In the world of fashion, which exists on the breeze of change and transience, holding on to certain things is special, even brave. It marks Owens out as a special designer, beyond the accomplished totality of his Gesamtkunstwerk. The clear-heeled, grilled platforms he has been wearing with his tits-out t-shirt have existed in Darwinian evolution since LARRY, FW19. And where else would you buy a bomber jacket?
Jon Savage, the great music writer, once stated that when he was growing up, you were either into sport or music. For a teenager, sport induces either elation or terror. Owens, who was not into competitive sport as an adolescent, believes having missed out on the social skills it develops meant he grew in other ways.

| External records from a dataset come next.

PR #1574, opened 2025-03-28
Enable ONNX Models

nvukobratTT:
Enable ONNX models to run as part of CI.

Majority of the vision tests (all except ResNet) require further changes before we can enable them (full restructuring). Pushing this change to enable test runs for few text models beside ResNet, as well as enable run for upcoming ONNX models for Red Team.

### DIFF
--- a/forge/test/models/onnx/vision/yolo/test_yolo_v5.py
+++ b/forge/test/models/onnx/vision/yolo/test_yolo_v5.py
@@ -6,11 +6,9 @@ import requests
 import pytest
 import torch
 from PIL import Image
-from pathlib import Path
 import cv2
 import numpy as np
-from yolov5.utils.dataloaders import exif_transpose, letterbox
-import onnx, pytest
+import onnx
 
 # TODO: These are old forge, we should update them to the currently version.
 # import forge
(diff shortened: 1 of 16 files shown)


nvukobratTT:
@sott0n I'm having the same issue, but I'm unable to reproduce it locally for some reason. I'll also dig in further to figure out where the issue is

“I admire sport for what it is: a way for people to play, and I really think play is one of the essential things in life,” he says. “Playing with your partner, playing with your kids, people going out to an event, that’s a way of playing together. A sense of play is essential to having a fully-formed life. [But] I was just never good at it, and I was always kind of a loner. I regret it a little that my parents didn’t force me into it more, because there’s something about participating in a team where you learn social skills – subtle things like how much to let somebody’s attitude affect you, how to know how to engage or how engaged you are, how sincere the engagement is, or how long the engagement lasts. It’s okay, because I learned other things instead. If you don’t know those social skills, you rely on good manners, because good manners works everywhere for every occasion. As long as you’ve got a handle on that, you don’t need to worry about engagement as much.”
After a break, and upon returning to Place du Palais Bourbon, one of Paris’ smartest addresses, Owens calls me back. Walking through the door requires the immediate ascension of a staircase: something like the reverse of that image from his show. I tell him that there is a thread on Reddit – the platform co-founded by Serena Williams’ husband – in which Owens’ fans advocate breaking in his Geobasket sneakers by drinking a 40 out of one and urinating on the soles to turn them yellow.
“I think we’ll have to put that on the labels going forward,” he replies, sounding delighted. “A recommendation.”
As a man of many achievements, it is perhaps a very ‘Rick’ thing of him to say he believes his washboard abs are the most significant.
“They’re like a fragile plant,” Owens declares. “A hothouse orchid. You really have to cultivate them and take care of them. It’s one of the biggest commitments I’ve ever made.”